I spoke to a company a year or two ago, who had a five step maturity model for the cloud. And they asked me about serverless first. And when I responded they said: ‘Oh, you’ve just described step seven!’. They hadn’t moved beyond modern cloud practices. So I thought it might be good to do a series on modern cloud. But before we get into that, what do you guys think modern cloud is?
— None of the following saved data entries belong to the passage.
Issue #3140, opened 2018-11-26
[Spree upgrade] Move Spree translations into the Spree namespace


mkllnk:
This is complementary to https://github.com/openfoodfoundation/openfoodnetwork/issues/3119 and https://github.com/openfoodfoundation/openfoodnetwork/issues/2187.

Spree 2 moved all i18n translation keys from the root namespace into the Spree namespace. For example `I18n.t("back_to_payments_list")` becomes `Spree.t("back_to_payments_list")` which is equivalent to `I18n.t("spree.back_to_payments_list")`.

We will find a lot of these broken translations during testing, but we can't possibly find all. This issue is to collect all translations we come across and don't want to forget. Please edit this description or post below if you are aware of any more translations we need to deal with.

This should be part of phase 2 in the Spree upgrade.

```
back_to_payments_list
```

PR #3534, opened 2019-02-22
Move registration process translations to lazy lookups to better organize the en.yml file

### LINKED ISSUE #2484: registration process - move translation keys into new structure
## Description
To avoid having all translation keys at the root of the en.yml file. A new structure for translation keys was created for step TYPE of the registration process and lazy look up was used as much as possible.
The TYPE step was changed as part of issue #2303 where we confirmed that if translation keys are moved from root to a new place, if we keep the key text, transifex will pick up the translations and translators will not have to translate everything again.

The goal is to make the en.yml file organized with a minimum number of entries at the root level.

## Testing
No change in behaviour, no change in transifex. This is just a refactor of the registration process translation keys.
Afterwards, we should test the registration process and make sure all existing translations are picked up automatically by transifex.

Continuous style architecture
Mike O’Reilly
Good question. There’s a lot of dimensions and lenses to that question. But the way I see it is that ‘lift and shift’ is where we are lifting what we have in there and it’s now running . But are you really taking advantage? Is your organisation taking advantage? Is your team taking advantage of all the capabilities that exist within the cloud space? In order to take advantage of those things, you have got to operate in a certain way.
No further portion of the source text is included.